• [WHAT TO PRODUCE]:
All lines holding the word "until" should be located in the records and copied.

(Stored data entries)
<<<<

PR #48, opened 2022-03-04
RFC: Transformations between bronze and silver

graham-skylight:
A quick draft of a potential way to transform data between the bronze and silver tiers


src/FunctionApps/SilverTransforms/Transform/__init__.py
```diff
@@ -0,0 +1,66 @@
...
+import pymongo
+
+import azure.functions as func
+
+from Transform.fhir import get_patient_records, write_patient_records
+from Transform.geo import get_smartystreets_client
+from Transform.transforms import transform_record
+
+
+CACHE_EXPIRATION = 60 * 60 * 24 * 7  # seconds * minutes * hours * days = 1 week
```
bamader, line 13: Curious, what's the rationale for setting the cache expiration so high? Is it just under the assumption there will be roughly one week between receiving batches of data?

src/FunctionApps/SilverTransforms/Transform/fhir.py
```diff
@@ -0,0 +1,40 @@
...
+import json
+
+from typing import Iterable
+
+from azure.storage.blob import ContainerClient
+
+
+def get_patient_records(conn_str: str, container_name: str) -> Iterable[dict]:
+    """
+    Given an bucket connection string and a container name,
```
bamader, line 11: Nittiest possible nit: Should be `a`, not `an` 😂

src/FunctionApps/SilverTransforms/Transform/transforms.py
```diff
@@ -0,0 +1,67 @@
...
+    raw = raw.strip()
+    return raw
+
+
+def transform_phone(raw: str) -> str:
+    """Make sure it's 10 digits, remove everything else"""
+    raw = [x for x in raw if x.isnumeric()]
+    raw = "".join(raw)
+    if len(raw) != 10:
+        raw = None
```
bamader, line 21: Hmm can we come up with a more elegant way to handle phone numbers? I don't know if there is one but throwing out all the instances that don't match 10 numbers exactly feels...I don't know, wasteful? Although, if I talk through it, I don't know if there really is an alternative. If it's less than 10 we probably should throw it out (because we can't just make up the missing number), and if it's over 10, how do we choose which 10 to use (could be the first ten maybe)? Idk, I might be rambling, but just flagging in case there are conversation thoughts. If not, happy to resolve this and fade back into the shadows 🐍

src/FunctionApps/SilverTransforms/Transform/transforms.py
```diff
@@ -0,0 +1,67 @@
...
+def transform_record(
+    cache: pymongo.collection.Collection,
+    client: smartystreets_python_sdk.us_street.Client,
+    patient: dict,
+) -> dict:
+
+    # Transform names
+    for i, name in enumerate(patient["name"]):
+        raw_last_name = name["family"]
+        patient["name"][i]["family"] = transform_name(raw_last_name)
```
bamader, line 34: What's the structure of the `patient` dict? Is this supposed to be a dictionary containing _all_ patients (i.e. the first level of field down is a property, then the next field is patient `n` out of `num_patients`)? Based on the variable name I thought it would be a single patient so a little unclear on the structure of this object.

bamader (approved):
Code looks great! Cleanly written and readable (I don't normally point out stylistic things in code writing, but Graham your python style is extremely similar to mine so I found this really nice to read 😂 ). Just a couple pedagogical questions but nothing big or really even blocking.

src/FunctionApps/SilverTransforms/Transform/transforms.py
DanPaseltiner: Definitely happy to think about more sophisticated phone number handling. The challenge is that a US phone number that isn't 10 digits is not unique and therefore not ideal for record linkage. I'd be happy to consider building out functionality to parse different specific formats. This would allow us to identify an extension and choose how we want to handle it.

src/FunctionApps/SilverTransforms/Transform/transforms.py
DanPaseltiner: It is a single patient, but a single patient may have more than one name (name changes). The FHIR patient resource stores first and last name in lists to allow for this. Most of the the time these lists will only have one element. We could just alway pick the most recent name (first element), which may be what we do for linkage, but it seemed easy enough to just standardize all names while interacting with the record.

src/FunctionApps/SilverTransforms/Transform/__init__.py
graham-skylight: Just a random guess here until we know more about what the data looks like (and how we're going to use it) - I know SmartyStreets gets expensive fast, so we may want to bring it up even higher.

src/FunctionApps/SilverTransforms/Transform/fhir.py
graham-skylight: :heavy_check_mark: thanks!

src/FunctionApps/SilverTransforms/Transform/__init__.py
bamader: Totally fair.

src/FunctionApps/SilverTransforms/Transform/transforms.py
bamader: Maybe the best solution is to accept this for now as an easy/strong starting point, and then as we work on refining record linkage, we can just refine phone number parsing under the hood (if it'll be wrapped in a function that'll allow micro changes without affecting larger code). Extension parsing could be a good follow up ticket.

bamader:
All conservations resolved, feel free to merge whenever

JSkeets (approved):
LGTM!

src/FunctionApps/SilverTransforms/Transform/geo.py
```diff
@@ -0,0 +1,68 @@
...
+class GeocodeResult(TypedDict):
+    key: str
+    address: str
+    zipcode: str
+    fips: str
+    lat: float
+    lng: float
+
+
+def cached_geocode(
```
VincentLaUSDS, line 20: Not blocking PR Merge, but after talking to other CDC folks, I had mentioned the notion of "caching" results because it would make things more efficient. For example, with Lab test data, you will often get repeated patients who test several times, so once you've seen them and confirm they are still listing the same address, you don't have to "re-geocode". There's some issues here in terms of compliance in the sense of whether we're allowed to store patient data over a period of time. But in this case you're not really storing patient data, you're just storing the address and geocoded results themselves. I wonder how that shakes out in terms of a compliance issue?

VincentLaUSDS (approved):

src/FunctionApps/SilverTransforms/Transform/geo.py
graham-skylight: definitely agreed - for that matter though, we really probably need to clear smartystreets more generally. Happy to disable caching until we figure it out if that makes sense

>>>>

• [EXERCISE RESULT]:
graham-skylight: Just a random guess here until we know more about what the data looks like (and how we're going to use it) - I know SmartyStreets gets expensive fast, so we may want to bring it up even higher.
graham-skylight: definitely agreed - for that matter though, we really probably need to clear smartystreets more generally. Happy to disable caching until we figure it out if that makes sense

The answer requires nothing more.